Data Breaches Are the New Enemy
The boss leaned forward, watching the red warning banner flash across his screen. It was a breach. Dammit! On days like today, his assistant would be in his office in less than five seconds. Four, three, two—
“There’s been a breach!” Right on cue, the door swung open and Alex barged in, lanyard swinging, knuckles white from gripping their tablet. The kid had sitcom-level timing. Except today wasn’t funny. Alex’s eyes were calm, but their eyebrows twitched.
The boss nodded. “How many so far?” He stood up and followed Alex down the hall. They both knew where they were going: the special boardroom. The senior leadership was already on their way. It was protocol.
Alex’s eyebrow twitched again. “Two, three hundred thousand?”
The boss stopped and locked eyes with Alex. The fluorescent lights glared down on them, buzzing faintly.
“Alex,” the boss said quietly. “I need real numbers. Senior leadership is going to lead with this. I have to tell them how bad it is.”
Alex’s silver eyes flicked down at the tablet and their hand paled. “Five hundred thousand users. Conservative estimate. Realistically, probably seven-hundred and fifty.”
There were five pregnant seconds of silence. “Any idea where this started?”
“Hunting down all possible leads. We have a cluster of IP addresses in the Philippines, but that could be coming from—”
“Chinese coast guard vessels.” The boss took off his glasses and rubbed his eyes. He’d been waiting for this day for a few years. And it had come.
Alex looked confused. “What would the Chinese coast guard want to do with us?”
The boss squared his shoulders. “Doesn’t matter. What I need you to do is go to your desk, shut down your computer, turn off your phone and tablet, and take out the SIM cards. That means this too,” he said, touching Alex’s tablet. “Then I want you to go to my desk and move all the files just like we talked about.”
Alex looked like they were about to faint.
“Before you to that, though, make sure the team knows to huddle in my office at 8AM tomorrow. Nothing in an email. On paper. Understood?”
Alex nodded, and ran to do as they were told, rubber soles squeaking against the tile floor in understated panic.
Did I just write a bit of military fiction or was that a private-sector scenario? More important question: does it matter? Companies like Equifax and Capital One are not only feeling external pressure from government agencies, but they are hemorrhaging money, credibility, and raising anxiety. It feels discouraging and demoralizing to know that Equifax values my data at a mere $125. It’s time for marketers to not only think about the importance of security, not just personalization and privacy.
“But all my data is in the cloud!” you exclaim. “I regularly change my passwords and I automatically log out after five minutes!”
Perhaps, but clouds are hackable, which is why Amazon and Microsoft are currently dueling for the coveted JEDI contract with the Department of Defense, which will likely be announced later this year. JEDI is a “war cloud” implying that commanders can instantaneously access and share classified information that bypasses traditional servers.
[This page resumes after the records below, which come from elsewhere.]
PR #1748, opened 2025-03-21
Proposed contributor guidelines & PR template

shielded-nate:
I started looking into making a PR for a ticket [^1], then started wondering about some things (such as dependency policy), then decided that the most productive thing to do rather than asking multiple questions was submit a PR with my best guess as to various developer policies in the form of contributing guidelines and a PR template. ;-)

So, does this PR look like it matches the policies well enough in your collective understanding, or could it be changed to do so?

Please feel free to liberally edit/tweak this submission to match the actual maintainer choices (faster), or ping me to make edits (slower).

----

[^1]: The issue I started looking into is https://github.com/zcash/zcash-devtool/issues/95 and the first thought I had was "oh, I'll add `thiserror` like I do on personal projects", then I recalled how cautious this team is with vetting dependencies, which got me wondering about dev policies/practices.

### DIFF
--- a/.github/pull_request_template.md
+++ b/.github/pull_request_template.md
@@ -1,0 +1,58 @@
+<!-- Thank you for your contribution! -->
+
+<!-- This template is intended to help you be most successful in contributing. While it may seem heavyweight, ensuring we cover all of these topics before PR reviews saves us all time and helps us maintain strong code safety and quality. -->
+
+# Summary
+
+<!-- Describe what this PR improves along with a description of how in a sentence or two. -->
+
+## Issue Tracking
+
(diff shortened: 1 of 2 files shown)


str4d:
Our development process and contributor guide is here: https://github.com/zcash/librustzcash/wiki

I don't have time to review this PR, but you should make sure anything here is consistent with that page.

nuttycom (changes requested):
Fixes to the incorrect statements about semver compatibility are blocking. Otherwise LGTM.

nuttycom:
Did you see we also just merged a CONTRIBUTING.md file?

The general idea is that information moves from command centers to the battlefield faster, without the stress of worrying about enemy penetration.
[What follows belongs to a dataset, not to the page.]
PR #1752, opened 2025-03-26
zcash_client_sqlite: Fix invalid attempt to derive Sapling receivers in gap limit handling migration.

nuttycom:


zcash_client_sqlite/src/wallet/init/migrations/transparent_gap_limit_handling.rs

Amazon certainly isn’t alone in its ability to sell technology solutions to the military, in addition to its commercial business, but the added wrinkle of such a large defense contract could portend changes to the private sector. There’s not reason that a large or even medium size brand that has millions of data points that are segmented and targeted with specific campaigns wouldn’t be attractive to competitors. Or, if no one can break into the cloud and extract data, maybe they can spoil it. Inserting a virus that ruins campaigns could significantly impact anticipated revenue.
All technological advancement carries inherent risk, and senior marketers need to come armed with questions about how to maintain privacy and security in their CDP, DMP, or in instances of CX clouds, like in Oracle or Salesforce.
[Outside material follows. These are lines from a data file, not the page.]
PR #1755, opened 2025-04-01
zcash_client_sqlite: Fix migration error caused by missing transparent addresses prior to the index of the default address

nuttycom:
Earlier versions of the `zcash_client_sqlite` wallet did not store the transparent addresses at child indices prior to the diversifier index of the first unified address in the `addresses` table. This caused an error in migration for wallets that had received outputs at the address with child index 0, likely because they imported a seed generated by a wallet that had previously exposed that address.

### DIFF
--- a/zcash_client_sqlite/src/wallet.rs
+++ b/zcash_client_sqlite/src/wallet.rs
@@ -611,7 +611,7 @@ pub(crate) fn add_account<P: consensus::Parameters>(
         false,
     )?;
 
-    // Pre-generate transparent addresses prior to the index of the default address.
+    // Pre-generate external transparent addresses prior to the index of the default address.
     #[cfg(feature = "transparent-inputs")]
     if let Ok(default_addr_idx) = NonHardenedChildIndex::try_from(d_idx) {
         transparent::generate_address_range(
--- a/zcash_client_sqlite/src/wallet.rs
+++ b/zcash_client_sqlite/src/wallet.rs
@@ -611,6 +611,20 @@ pub(crate) fn add_account<P: consensus::Parameters>(
         false,
     )?;
 
+    // Pre-generate transparent addresses prior to the index of the default address.
+    #[cfg(feature = "transparent-inputs")]
+    if let Ok(default_addr_idx) = NonHardenedChildIndex::try_from(d_idx) {
+        transparent::generate_address_range(
+            conn,
+            params,
+            account_id,
+            KeyScope::EXTERNAL,
+            UnifiedAddressRequest::ALLOW_ALL,
+            NonHardenedChildIndex::const_from_index(0)..default_addr_idx,
+            false,
+        )?
+    }
+
     // Pre-generate transparent addresses up to the gap limits for the external, internal,
     // and ephemeral key scopes.
     #[cfg(feature = "transparent-inputs")]
--- a/zcash_client_sqlite/src/wallet/init/migrations/ensure_default_transparent_address.rs
+++ b/zcash_client_sqlite/src/wallet/init/migrations/ensure_default_transparent_address.rs
@@ -1,0 +1,50 @@
+//! Ensures that an external transparent address exists in the `addresses` table for each
+//! non-hardened child index starting at index 0 and ending at the index corresponding to default
+//! address for the account.
+
+use std::collections::HashSet;
+use uuid::Uuid;
+
+use rusqlite::Transaction;
+use schemerz_rusqlite::RusqliteMigration;
+use zcash_protocol::consensus;
+
+use super::transparent_gap_limit_handling;
+use crate::wallet::init::WalletMigrationError;
+
+pub(super) const MIGRATION_ID: Uuid = Uuid::from_u128(0x702cf97b_8395_4edc_b584_5c9f87f0ef35);
+
+const DEPENDENCIES: &[Uuid] = &[transparent_gap_limit_handling::MIGRATION_ID];
+
+pub(super) struct Migration<P> {
+    pub(super) params: P,
+}
+
+impl<P> schemerz::Migration<Uuid> for Migration<P> {
+    fn id(&self) -> Uuid {
+        MIGRATION_ID
+    }
+
+    fn dependencies(&self) -> HashSet<Uuid> {
+        DEPENDENCIES.iter().copied().collect()
+    }
+
+    fn description(&self) -> &'static str {
+        "Add support for general transparent gap limit handling, unifying the `addresses` and `ephemeral_addresses` tables."
+    }
+}
+
+impl<P: consensus::Parameters> RusqliteMigration for Migration<P> {
+    type Error = WalletMigrationError;
+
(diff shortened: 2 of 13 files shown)


zcash_client_sqlite/src/wallet.rs
```diff
@@ -611,6 +611,20 @@ pub(crate) fn add_account<P: consensus::Parameters>(
         false,
     )?;
 
+    // Pre-generate transparent addresses prior to the index of the default address.
```
daira, line 614:
```suggestion
    // Pre-generate external transparent addresses prior to the index of the default address.
```

zcash_client_sqlite/src/wallet/init/migrations/ensure_default_transparent_address.rs
```diff
@@ -0,0 +1,50 @@
...
+    fn id(&self) -> Uuid {
+        MIGRATION_ID
+    }
+
+    fn dependencies(&self) -> HashSet<Uuid> {
+        DEPENDENCIES.iter().copied().collect()
+    }
+
+    fn description(&self) -> &'static str {
+        "Add support for general transparent gap limit handling, unifying the `addresses` and `ephemeral_addresses` tables."
```
daira, line 33: Correct this description (I think this is the description of `transparent_gap_limit_handling`).

zcash_client_sqlite/src/wallet/init/migrations/transparent_gap_limit_handling.rs
```diff
@@ -60,6 +60,73 @@ impl<P, C, R> schemerz::Migration<Uuid> for Migration<P, C, R> {
...
+            .map(|b| decode_diversifier_index_be(&b[..]))
+            .transpose()?
+            .and_then(|di| NonHardenedChildIndex::try_from(di).ok());
+
+        // Ensure that there is an address for each possible external address index prior
+        // to the default UA for the account. We guarantee addresses up to the gap limit,
+        // but not beyond.
+        let start = NonHardenedChildIndex::const_from_index(0);
+        let end = std::cmp::min(
+            min_transparent_idx
```
daira, line 109: Is the assumption here that all necessary indices starting from the minimum transparent index will already have been generated?

zcash_client_sqlite/src/wallet/init/migrations/ensure_default_transparent_address.rs
```diff
@@ -0,0 +1,50 @@
...
+    }
+}
+
+impl<P: consensus::Parameters> RusqliteMigration for Migration<P> {
+    type Error = WalletMigrationError;
+
+    fn up(&self, conn: &Transaction) -> Result<(), WalletMigrationError> {
+        #[cfg(feature = "transparent-inputs")]
+        transparent_gap_limit_handling::insert_initial_transparent_addrs(conn, &self.params)?;
```
daira, line 42: The code in the `transparent_gap_limit_handling` migration that updates `transparent_received_outputs.address_id` is dependent on the set of cached transparent addresses. Does it need to be re-run here?

zcash_client_sqlite/src/wallet/init/migrations/transparent_gap_limit_handling.rs
```diff
@@ -60,6 +60,73 @@ impl<P, C, R> schemerz::Migration<Uuid> for Migration<P, C, R> {
...
+            start..end,
+            false,
+        )?;
+    }
+
+    Ok(())
+}
+
 impl<P: consensus::Parameters, C: Clock, R: RngCore> RusqliteMigration for Migration<P, C, R> {
     type Error = WalletMigrationError;
```
daira, line 132: Btw there is a typo in an error message on line 337.

zcash_client_sqlite/src/wallet/transparent.rs
```diff
@@ -117,38 +121,36 @@ pub(crate) fn get_transparent_receivers<P: consensus::Parameters>(
...
+            )),
+        )?;
         let scope = KeyScope::decode(row.get(2)?)?;
 
-        let taddr = Address::decode(params, &ua_str)
+        let taddr = Address::decode(params, &addr_str)
             .ok_or_else(|| {
                 SqliteClientError::CorruptedData("Not a valid Zcash recipient address".to_owned())
             })?
             .to_transparent_address();
```
daira, line 138: Does this do the right thing when the decoded address is already a t-address? It should; just checking.

daira (changes requested):
Blocking comments.

zcash_client_sqlite/src/wallet/init/migrations/ensure_default_transparent_address.rs
nuttycom: No; if the `transparent_gap_limit_handling` migration ran successfully, then all of the `transparent_received_outputs` entries are correctly updated with the associated address ids, and we will not have inserted any records into `transparent_received_outputs` that could violate the relationship to the `addresses` table after that exactly because `address_id` is required to be non-null.

zcash_client_sqlite/src/wallet/transparent.rs
nuttycom: Yes; it returns the p2pkh address for bare taddrs, TEX addresses, and UAs with transparent receivers.

zcash_client_sqlite/src/wallet/init/migrations/transparent_gap_limit_handling.rs
```diff
@@ -60,6 +60,73 @@ impl<P, C, R> schemerz::Migration<Uuid> for Migration<P, C, R> {
...
+            .and_then(|di| NonHardenedChildIndex::try_from(di).ok());
+
+        // Ensure that there is an address for each possible external address index prior to the
+        // default UA for the account. If the default address has a diversifier index greater than
+        // the gap limit, we generate transparent addresses up to that index but not beyond.
+        let start = NonHardenedChildIndex::const_from_index(0);
+        let end = std::cmp::min(
+            min_transparent_idx
+                .or(min_diversifier_idx)
+                .unwrap_or(NonHardenedChildIndex::const_from_index(1)),
```
str4d, line 111: Document that we only generate 1 in this case (instead of gap limit) because this is in essence inserting the "legacy default t-addr" that we previously were manually inserting into the output of `get_transparent_receivers`. (It also means that we have an entry at index 0, and thus when an address is actually generated we create a gap that the gap-handling logic will handle.)

str4d (changes requested):
Reviewed 28a64daa0bc72461252bbd31030ba0c72f30e07d.

str4d (approved):
utACK 9b24c2eff8cecdb30cbf76a7ee09aecdbd98bc03

str4d (approved):
utACK 3ff2a29efa553f3f97578406a81898b115745a76

daira:
Post-hoc ACK 3ff2a29efa553f3f97578406a81898b115745a76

- Who in your company is responsible for data security?
- Has the company leadership prepared for a data breach or a similar event?
- How would a marketer respond to a data problem?
- What steps can we take today to prevent a data breach?
None of these questions are easy to ask, and may not even have answers. But by pushing past the initial discomfort and imagining a worst-case scenario, marketers can begin to prepare for the oncoming challenges that securing data will likely pose.